Record extracts ::

PR #188, opened 2019-09-13
OPC UA: Upgrade connector to a more modern Milo (SDK) version

fhcarter:
Upgraded Milo version used to version 0.3.3.  As of version 0.3 (.0?), the API changed a bit (it is still version 0...), so some code changes were necessary. Whilst there, updated the set of public OPC UA servers against which we test connections (and reported some bugs to them where appropriate).

Generalized our _loopback address reported by discovery handling_ to fix up any discovered addresses that include loopback or unresolvable or unreachable addresses.  This is, apparently, as per spec.  The spec says that the server need not be aware of how it can be reached, so the client must fix up URLs by using the host used for discovery.  So we now handle that..


fhcarter:
Note -- may hold off on merging this pending Olivier's trying at at the customer.  His call -- I can go either way.

PR #194, opened 2020-01-08
Improve returned results for object rec.

### LINKED ISSUE #193: ObjectRec: Roughly half of recognitions MIA
In evaluation of the YOLO results, the open source code we use puts results into a priority queue ordered by confidence -- only putting things in which are above the required confidence level. It then goes through and eliminates duplicate discoveries (of which there are usually a lot -- nature of the beast). The loop it uses is based (in part) on the queue's size compared to loop iterations, but the loop uses a priorityQueue.poll() call. This call removes an entry from the queue, reducing the queue's size, so only about half of the results are processed.

Fix is a simple change to use only the queue's size compared to zero.

fhcarter:
Fixes #193 

Update YOLOClassifier to process all the recognitions.  It was previously limited in some cases, and tended to process only half of them then.

Update tests to take this into account.

Ancillary: Add threshold to null suppression tests.  Either _because it does_ or because of the aforementioned change, these tests were failing more often (it tended to recognize a bed in the corner of the picture with 50% confidence).  Set threshold to 60% to mute these spurious failures.

### DIFF
--- a/objectRecognitionSource/src/test/java/io/vantiq/extsrc/objectRecognition/neuralNet/TestYoloProcessor.java
+++ b/objectRecognitionSource/src/test/java/io/vantiq/extsrc/objectRecognition/neuralNet/TestYoloProcessor.java
@@ -1797,16 +1797,36 @@ public class TestYoloProcessor extends NeuralNetTestBase {
 
     // ================================================= Helper functions =================================================
 
-    String imageResultsAsString = "[{\"confidence\":0.8445639, \"location\":{\"top\":255.70024, \"left\":121.859344, \"bottom\":372.2343, "
-            + "\"right\":350.1204}, \"label\":\"keyboard\"}, {\"confidence\":0.7974271, \"location\":{\"top\":91.255974, \"left\":164.41359, "
-            + "\"bottom\":275.69666, \"right\":350.50714}, \"label\":\"tvmonitor\"}]";
+    String imageResultsAsString = "[" +
+            "{\"confidence\":0.8445639, " +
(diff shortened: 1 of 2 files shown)


objectRecognitionSource/src/test/java/io/vantiq/extsrc/objectRecognition/neuralNet/TestYoloProcessor.java
```diff
@@ -1748,6 +1748,7 @@ public void testSuppressNullValuesHelper(boolean suppressNullValues) throws Inte
             for (int i = 0; i < responseBody.size(); i++) {
                 JsonObject resultObject = (JsonObject) responseBody.get(i);
                 assert resultObject.get("results") instanceof JsonArray;
+                System.out.println("Results: " + resultObject.get("results"));
```
namirfa: Might want to remove this `System.out.println()`

objectRecognitionSource/src/test/java/io/vantiq/extsrc/objectRecognition/neuralNet/TestYoloProcessor.java
```diff
@@ -1878,7 +1899,9 @@ void verifyProcessing(YoloProcessor ypImageSaver, String resultsAsString) throws
     }
 
     void resultsEquals(List<Map<String, ?>> list, List<Map> expectedRes) {
-        assert list.size() == expectedRes.size();
+        System.out.println("list: " + list);
```
namirfa: Ditto.

PR #211, opened 2020-11-06
Update build.gradle

olivier-bernard:
Modified the inclusion of files to enable HIKVISION_LOC to be the parent directory of HikVision SDK and include the relevent files in that directory.

Working on Linux, but need to check if this modification work on Linux


fhcarter (commented):
OK by me but you should really check with @sagizagagi.  HikVision is still his branch

PR #449, opened 2024-10-07
Update database.factory.main() function to test all its contents

JAlvarezJarreta:
This is a showcase of how we could refactor our `main()` methods if we want to follow a path where logic can be left in `main()` but testing everything, argument parsing included (without having to go to the extent of using `subprocess`).

### DIFF
--- a/src/python/ensembl/io/genomio/database/factory.py
+++ b/src/python/ensembl/io/genomio/database/factory.py
@@ -20,7 +20,6 @@ import argparse
 import json
 import logging
 from pathlib import Path
-import sys
 
 from sqlalchemy.engine import URL
 
--- a/src/python/ensembl/io/genomio/database/factory.py
+++ b/src/python/ensembl/io/genomio/database/factory.py
@@ -16,10 +16,11 @@
 
 __all__ = ["format_db_data", "get_core_dbs_metadata"]
 
+import argparse
 import json
-from pathlib import Path
-from typing import Dict, List, Optional
 import logging
+from pathlib import Path
+import sys
 
 from sqlalchemy.engine import URL
 
@@ -29,7 +30,7 @@ from .core_server import CoreServer
 from .dbconnection_lite import DBConnectionLite
 
 
-def format_db_data(server_url: URL, dbs: List[str], brc_mode: bool = False) -> List[Dict]:
+def format_db_data(server_url: URL, dbs: list[str], brc_mode: bool = False) -> list[dict]:
     """Returns a metadata list from the given databases on a server.
 
     Args:
@@ -87,13 +88,14 @@ def format_db_data(server_url: URL, dbs: List[str], brc_mode: bool = False) -> L
 
 def get_core_dbs_metadata(
     server_url: URL,
+    *,
     prefix: str = "",
-    build: Optional[int] = None,
-    version: Optional[int] = None,
+    build: int | None = None,
+    version: int | None = None,
     db_regex: str = "",
-    db_list: Optional[Path] = None,
+    db_list: Path | None = None,
     brc_mode: bool = False,
-) -> List[Dict]:
+) -> list[dict]:
     """Returns all the metadata fetched for the selected core databases.
 
     Args:
@@ -123,8 +125,12 @@ def get_core_dbs_metadata(
     return format_db_data(server_url, databases, brc_mode)
 
 
-def main() -> None:
-    """Main script entry-point."""
+def parse_args(arg_list: list[str] | None) -> argparse.Namespace:
+    """TODO
+
+    Args:
+        arg_list: TODO
+    """
     parser = ArgumentParser(description=__doc__)
     parser.add_server_arguments()
     # Add filter arguments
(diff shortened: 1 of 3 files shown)


JAlvarezJarreta:
As a side effect, our code coverage would currently drop from 76% to 72% due to all the `main()` methods without unit test.

src/python/ensembl/io/genomio/database/factory.py
```diff
@@ -140,7 +145,17 @@ def main() -> None:
         help="Enable BRC mode, i.e. use organism_abbrev for species, component for division",
     )
     parser.add_log_arguments()
-    args = parser.parse_args()
+    return parser.parse_args(arg_list)
+
+
+def main(arg_list: list[str] | None = None) -> None:
```
vsitnik, line 151: why do we need arg_list?

Dishalodha (approved):

src/python/ensembl/io/genomio/database/factory.py
```diff
@@ -87,13 +87,14 @@ def format_db_data(server_url: URL, dbs: List[str], brc_mode: bool = False) -> L
 
 def get_core_dbs_metadata(
     server_url: URL,
+    *,
```
Dishalodha, line 90: for my understanding, why do we need to specify this?

JAlvarezJarreta: This forces all the arguments after the `*` to be keyworded, e.g. if you were to do `get_core_dbs_metadata("mysql://user@localhost:42", "my_prefix")`, the code will raise an error as the second parameter needs to have a keyword associated to it. `get_core_dbs_metadata("mysql://user@localhost:42", prefix="my_prefix")` would be the correct code.

src/python/ensembl/io/genomio/database/factory.py
JAlvarezJarreta: This was suggested by the page I was following to understand this approach. As far as I can tell, it mainly allows you for an easier unit testing of the `main()` method and reuse of the argument parsing declaration. Not my favourite implementation, but serves its purpose as PoC.

src/python/ensembl/io/genomio/database/factory.py
```diff
@@ -87,13 +87,14 @@ def format_db_data(server_url: URL, dbs: List[str], brc_mode: bool = False) -> L
...
     prefix: str = "",
-    build: Optional[int] = None,
-    version: Optional[int] = None,
+    build: int | None = None,
+    version: int | None = None,
```
ens-LCampbell, line 93: Are you opting to follow [PEP604](https://peps.python.org/pep-0604/) ?

src/python/tests/database/test_factory.py
```diff
@@ -169,7 +169,7 @@ def test_get_core_dbs_metadata(
     mock_format_db_data: Mock,
     data_dir: Path,
     use_db_file: bool,
-    output: List[Dict],
+    output: list[dict],
```
ens-LCampbell, line 172: I can't keep up with convention on this change from List[Dict] to list[dict] it seems to flip flop, or at least I struggle to recall which is preferred

src/python/tests/database/test_factory.py
```diff
@@ -196,3 +196,106 @@ def _format_db_data(server_url: URL, dbs: List[str], brc_mode: bool = False) ->
...
+    capsys: CaptureFixture[str],
+    arg_list: list[str],
+    server_url: URL,
+    stdout: str,
+) -> None:
+    """Tests the `factory.main()` function (entry point).
+
+    Fixtures: capsys
+    """
+    mock_get_core_dbs_metadata.return_value = {"test": "output"}
```
ens-LCampbell, line 293: I think Im following what this test does, but would like a little help understanding at next dev meeting

ens-LCampbell (commented):
All in all appreciate the effort to tackle the problem of main param passing testing. Happy for further discussion soon.

src/python/tests/database/test_factory.py
JAlvarezJarreta: So `List[Dict]` was the only option pre-Python 3.9, but then they changed the type hints to allow use of `list` and `dict` (among other things). I'm just applying it when I see it may help me remove the import line (one line less of code, yay!). Not important, should not be done overall unless you find yourself with time. In this case, since I was showcasing a PoC, felt it was worth showing this as well.

src/python/ensembl/io/genomio/database/factory.py
JAlvarezJarreta: Yes, this is a change on type hints that came with Python 3.9 if I recall correctly. I find those updates a little bit more readable and sensible than before. _See next comment for more context and opinions on this_

src/python/tests/database/test_factory.py
```diff
@@ -20,13 +20,13 @@
...
 
 from pathlib import Path
-from typing import Dict, List, Optional
 from unittest.mock import call, Mock, patch
 
 from deepdiff import DeepDiff
 import pytest
 from pytest import param
-from sqlalchemy.engine import URL
+from _pytest.capture import CaptureFixture
```
ens-LCampbell, line 28: Could you explain at dev meeting why you have both pytest and _pytest imports ?

ens-LCampbell (approved):

ens-LCampbell (approved):

PR #450, opened 2024-10-24
Update GenomIO to avoid too many positional arguments

JAlvarezJarreta:
But ignore the issue in unit tests, since it is not relevant in that case.

### DIFF
--- a/src/python/tests/fasta/test_chunk.py
+++ b/src/python/tests/fasta/test_chunk.py
@@ -316,9 +316,9 @@ def test_chunk_fasta_stream(
                     chunk_size_tolerated,
                     output_fasta,
                     None,
-                    n_sequence_len,
-                    chunk_sfx,
-                    append_offset_to_chunk_name,
+                    n_sequence_len=n_sequence_len,
+                    chunk_sfx=chunk_sfx,
+                    append_offset_to_chunk_name=append_offset_to_chunk_name,
                     open_individual=_individual_opener,
                 )
             assert output_fasta.getvalue() == expected_chunked_fasta_text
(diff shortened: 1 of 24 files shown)


src/python/tests/fasta/test_chunk.py
```diff
@@ -12,12 +12,8 @@
...
 # See the License for the specific language governing permissions and
 # limitations under the License.
-"""Unit testing of `ensembl.io.genomio.fasta.chunk` module.
-
-Typical usage example::
-    $ pytest test_chunk.py
-
-"""
+"""Unit testing of `ensembl.io.genomio.fasta.chunk` module."""
+# pylint: disable=too-many-positional-arguments
```
ens-LCampbell, line 16: Slightly confused on adding this comment line, does this disable TMPA ?

ens-LCampbell: Obvs same applies to other insertions of this line, just to clarify thanks

ens-LCampbell (approved):
Looks solid thanks Jorge :) Approved, just wanting clarification on tests pylint comment lines added

src/python/tests/fasta/test_chunk.py
JAlvarezJarreta: Yes, this disables that particular check for the whole file. I would have preferred to disable it completely for the `tests` folder, but `pylint` does not have such feature, so it has to be manually introduced in each test file.

ens-LCampbell: Oh ok ok just checking as I wasn't sure if that enabled or disabelled the check thanks for clearing that up. Merge approved from my end

PR #455, opened 2024-11-19
Adding CICD trigger to allow non versioned release genomio container builds 

ens-LCampbell:
This PR is simply attempting to allow genomio maintainers to decouple the creation of a genomio python container from the current paradigm of A (Create versioned release) -> trigger CICD docker generation and publish to gitlab + dockerhub. 

If a user wants to for whatever reason rebuild the docker container (in this case we needed to rebuild as the container was missing 'ps') then commits can be made, then tagged with a format specific _[git tag](https://docs.gitlab.com/ee/user/project/repository/tags/)_. This should (in principle), though as of now is untested, allow for manual triggering of the pipeline via selection of said git tag. 

**Tag format:** 
GenomioDockerRebuild_v[0-9]+\.[0-9]+\.[0-9]+[a-z]$

In this case, the first ever manual trigger is named: GenomioDockerRebuild_v1.5.0a

I wanted to keep the genomio version information intact as this should aid future tag creation and history tracing. 

Users wanting to create a new tag for the above purpose of CICD pipeline initiation should follow the format and check before creation using `git tag -l --merged`. If a second tag is needed on the same version of genomio (i.e. release version), then serially increment the suffix **letter** a-> b-> c-> d... etc.

### DIFF
--- a/cicd/gitlab/dot.gitlab-ci.yml
+++ b/cicd/gitlab/dot.gitlab-ci.yml
@@ -54,6 +54,8 @@ include:
     rules:
       - if: '$CI_COMMIT_TAG =~ /v[0-9]+\.[0-9]+\.[0-9]+$/'
         when: always
+      - if: '$CI_COMMIT_TAG =~ /container_rebuild_[0-9]+$/'
+        when: always
 
 
 # External pipelines
--- a/cicd/gitlab/dot.gitlab-ci.yml
+++ b/cicd/gitlab/dot.gitlab-ci.yml
@@ -54,7 +54,7 @@ include:
     rules:
       - if: '$CI_COMMIT_TAG =~ /v[0-9]+\.[0-9]+\.[0-9]+$/'
         when: always
-      - if: '$CI_COMMIT_TAG =~ /container_rebuild_[0-9]+$/'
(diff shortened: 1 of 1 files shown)


Dishalodha (approved):
Happy with this to update the tag

cicd/gitlab/dot.gitlab-ci.yml
```diff
@@ -54,6 +54,8 @@ include:
     rules:
       - if: '$CI_COMMIT_TAG =~ /v[0-9]+\.[0-9]+\.[0-9]+$/'
         when: always
+      - if: '$CI_COMMIT_TAG =~ /GenomioDockerRebuild_v[0-9]+\.[0-9]+\.[0-9]+[a-z]$/'
```
vsitnik, line 57: do you need versions in the regexp at all?

vsitnik (approved):
thank you!

cicd/gitlab/dot.gitlab-ci.yml
ens-LCampbell: Yes Imho we need it, as it will be added to the docker tag as well as for tracking manual tags made with git tag. Also its needed to understand which genomio python version the container  actually is.

ens-LCampbell:
Thank you guys, will update on the success or lack thereof of this approach.

PR #456, opened 2024-12-11
Add --version to every entry point

JAlvarezJarreta:
It turns out Python's argument parser has a quick workaround for this, so it was pretty quick to update all our entry points.


vsitnik:
why not a single entry point instead?

JAlvarezJarreta:
> why not a single entry point instead?

I felt this was more the standard approach for every tool we use, even for tool suites such as `bcftools`. When checking how this should be done for Python libraries, the official answers are either use the `python -c "import ..."` approach we already have, or get it via `pip`, and both have their issues, as we know.

It is also only adding two lines of code, and we could even reduce it to one if we move the logic into `ensembl.utils`. Happy with what the majority decides, as I have no strong feelings for any solution.

ens-LCampbell (approved):
Looks good to me, thanks Jorge. Tested some entry points too and looks fine !

ens-LCampbell:
Side note, is there currently way quick way to list or find all genomio entry points available ? Would it be useful to add such a functionality and a single entry point cmd to list all (+ maybe add current library version as well) ?

JAlvarezJarreta:
> Side note, is there currently way quick way to list or find all genomio entry points available ? Would it be useful to add such a functionality and a single entry point cmd to list all (+ maybe add current library version as well) ?

The only way I can think of is looking at `pyproject.toml`. After some digging, there is a programmatic way to obtain them in Python:
```python
from importlib.metadata import entry_points
genomio_scripts = [script.name for script in entry_points(group='console_scripts') if script.module.startswith("ensembl.io.genomio.")]
print("\n".join(genomio_scripts))
```

Dishalodha (approved):
Looks good, a nice way of using version with the parser

ens-LCampbell:
@JAlvarezJarreta Should we also bump up the genomio version in this PR ?

vsitnik (approved):
Cool. Thanks!

PR #457, opened 2024-12-11
Update commit tag format when rebuilding docker containers

JAlvarezJarreta:
The new format will be, for instance, `v1.5.0_rebuild_a`, which is shorter and starts with the version for better tracking.

### DIFF
--- a/cicd/gitlab/dot.gitlab-ci.yml
+++ b/cicd/gitlab/dot.gitlab-ci.yml
@@ -52,9 +52,7 @@ include:
   # Genomio docker deploy (on release tag creation)
   - local: cicd/gitlab/parts/dockerbuild.genomio.gitlab-ci.yml
     rules:
-      - if: '$CI_COMMIT_TAG =~ /v[0-9]+\.[0-9]+\.[0-9]+$/'
-        when: always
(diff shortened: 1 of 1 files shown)


cicd/gitlab/dot.gitlab-ci.yml
```diff
@@ -52,9 +52,7 @@ include:
   # Genomio docker deploy (on release tag creation)
   - local: cicd/gitlab/parts/dockerbuild.genomio.gitlab-ci.yml
     rules:
-      - if: '$CI_COMMIT_TAG =~ /v[0-9]+\.[0-9]+\.[0-9]+$/'
```
ens-LCampbell, line 55: Im pretty sure we need to base tag as we need this to run when we create a standard release via merge to main + create a new release tag

ens-LCampbell: On closer inspection, the rebuild portion of this tag can be present or absent right. If so disregard first comment :)

JAlvarezJarreta: The new regex should cover both cases (the `_rebuild_[az]` is surrounded by a `?`). If it is not too clear, happy to divide it in two as it was before.

ens-LCampbell (approved):

PR #463, opened 2025-01-21
week long resource classes and rc_class params for BRC4_genome_loader

vsitnik:


JAlvarezJarreta (approved):
Nice addition, thank you!

PR #468, opened 2025-02-21
Remove old entry point left by mistake

JAlvarezJarreta:


ens-LCampbell (approved):
Haunting leftovers from days of yore 👍

PR #476, opened 2025-09-01
Disha/compare fasta

Dishalodha:
Updated compare fasta from runnables into a module. This module is mainly focused on comparing 2 fasta files, mainly with INSDC

- Updated the logic for comparing Ns in fasta file to identify the low quality data
- Removed the comparison for seq_region.json file

its a split from the PR #461

### DIFF
--- a/src/python/ensembl/io/genomio/fasta/compare.py
+++ b/src/python/ensembl/io/genomio/fasta/compare.py
@@ -162,8 +162,8 @@ class CompareFasta:
         """Find common sequences between two dictionaries and group them.
 
         Args:
-            seq_ext_dict (dict): Dictionary of sequences from the first dataset.
-            seq_core_dict (dict): Dictionary of sequences from the second dataset.
+            seq_ext_dict: Dictionary of sequences from the first dataset.
+            seq_core_dict: Dictionary of sequences from the second dataset.
 
         Returns:
             A dictionary of common sequence mappings and a list of comparison results.
--- a/src/python/ensembl/io/genomio/fasta/compare.py
+++ b/src/python/ensembl/io/genomio/fasta/compare.py
@@ -31,12 +31,7 @@ from ensembl.utils.logging import init_logging_with_args
 
 __all__ = [
     "SeqGroup",
-    "compare_seqs",
-    "read_fasta",
-    "build_seq_dict",
-    "find_common_groups",
-    "write_results",
-    "compare_seq_for_Ns",
+    "CompareFasta",
 ]
 
 
--- a/src/python/ensembl/io/genomio/fasta/compare.py
+++ b/src/python/ensembl/io/genomio/fasta/compare.py
@@ -29,7 +29,15 @@ from ensembl.utils.logging import init_logging_with_args
 
 """Compare sequences between two genomes"""
 
-__all__ = ["SeqGroup", "compare_seqs", "read_fasta", "build_seq_dict", "find_common_groups", "write_results", "compare_seq_for_Ns"]
+__all__ = [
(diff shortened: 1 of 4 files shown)


src/python/ensembl/io/genomio/fasta/compare.py
```diff
@@ -0,0 +1,284 @@
...
+
+
+class CompareFasta:
+    """Read and compare the fasta sequences"""
+
+    def __init__(self, fasta1: Path, fasta2: Path, output_dir: str) -> None:
+        self.fasta1 = Path(fasta1)
+        self.fasta2 = Path(fasta2)
+        self.output_dir = Path(output_dir)
+        self.comp: List[str] = []
```
JAlvarezJarreta, line 81: This attribute may need some explanation.

src/python/ensembl/io/genomio/fasta/compare.py
```diff
@@ -0,0 +1,284 @@
...
+        # Compare number of sequences
+        if len(seq1) != len(seq2):
+            self.comp.append(
+                "WARNING: Different number of sequences: "
+                f"fasta1 [ n = {len(seq1)} ] -Vs- fasta2 [ n = {len(seq2)} ]"
+            )
+            logging.warning("Different number of sequences: fasta1 compared to fasta2")
+
+        common, group_comp = self.find_common_groups(seq1_dict, seq2_dict)
+        self.comp += group_comp
```
JAlvarezJarreta, line 103:
```suggestion
```
`group_comp` is already `self.comp` (you may want to change the function to only return `common`).

src/python/ensembl/io/genomio/fasta/compare.py
```diff
@@ -0,0 +1,284 @@
...
+                        f" ({group1.count} vs {group2.count}): {group1} and {group2}"
+                    )
+
+        return common, self.comp
+
+    def write_results(self) -> None:
+        """
+        Write the comparison results to a file in the output directory.
+
+        """
```
JAlvarezJarreta, line 202:
```suggestion
        """Write the comparison results to a file in the output directory."""
```

src/python/ensembl/io/genomio/fasta/compare.py
```diff
@@ -0,0 +1,284 @@
...
+        output_file = Path.joinpath(self.output_dir, "compare.log")
```
JAlvarezJarreta, line 203:
```suggestion
        output_file = self.output_dir / "compare.log"
```

src/python/ensembl/io/genomio/fasta/compare.py
Dishalodha: yes makes sense, thank you

src/python/ensembl/io/genomio/fasta/compare.py
```diff
@@ -229,15 +221,15 @@ def compare_seq_for_Ns(self, only1: dict[str, SeqGroup], only2: dict[str, SeqGro
                 seq2_N = seq_2.count("N")
 
                 if abs(seq1_N - seq2_N) == abs(len1 - len2):
-                    self.comp.append(f"Please check extra Ns added in your fasta2 in {name1} and {name2}")
+                    self.comp.append(f"Please check extra Ns added in your fasta_core in {name1} and {name2}")
```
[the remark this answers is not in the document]
Dishalodha: yes you are right, both files are interchangeable currently, I am not sure maybe based on how we use it we could standardise it later. I think in terms of output here it would matter it helps to point which file has extra Ns in terms of readability in report?

PR #480, opened 2025-12-05
microbes valid_structures additions

manuelcarbajo:
This PR adds some valid_structures that were found necessary during the last upload of FungiDB genomes by the Microbes team.
The genomes were successfully loaded after adding these modifications.


Dishalodha (approved):
Looks good !

PR #486, opened 2026-03-03
JSON schema for loading of repeat and ncRNA features

markquintontulloch:
This schema aims to capture all the information for loading repeat / ncRNA features into coreDBs / GenomeDB.  Each JSON file would relate to a single analysis (e.g. RepeatMasker) and the features identified by that analysis.

@JAlvarezJarreta  What are your thoughts about loading analysis metadata that should be (relatively) constant, e.g. analysis description.  Would that be loaded along with the repeat features for that analysis, or in a prior load?

This schema assumes that this is not already present prior to loading the features.  This has the advantage that all metadata relating to the analysis is present in each JSON file, and only a single load is required for each analysis and its set of features.  However, it also means that all metadata has to be present in each JSON file produced from chunked output prior to merging (and the merging code needs to check for consistency across all metadata fields).

Personally, I think the advantages of keeping everything together outweigh the disadvantages.

### DIFF
--- a/src/python/ensembl/io/genomio/data/schemas/load_features.json
+++ b/src/python/ensembl/io/genomio/data/schemas/load_features.json
@@ -1,7 +1,7 @@
 {
   "$schema": "http://json-schema.org/draft-07/schema#",
   "$id": "https://.../.../src/python/ensembl/io/genomio/data/schemas/load_features.json",
-  "title": "Genomio repeat & ncRNA feature load schema",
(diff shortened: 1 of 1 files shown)


JAlvarezJarreta (approved):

What to work on ::
From the listing above, return every line that carries the string "tracking".

Result ::
ens-LCampbell: Yes Imho we need it, as it will be added to the docker tag as well as for tracking manual tags made with git tag. Also its needed to understand which genomio python version the container  actually is.
The new format will be, for instance, `v1.5.0_rebuild_a`, which is shorter and starts with the version for better tracking.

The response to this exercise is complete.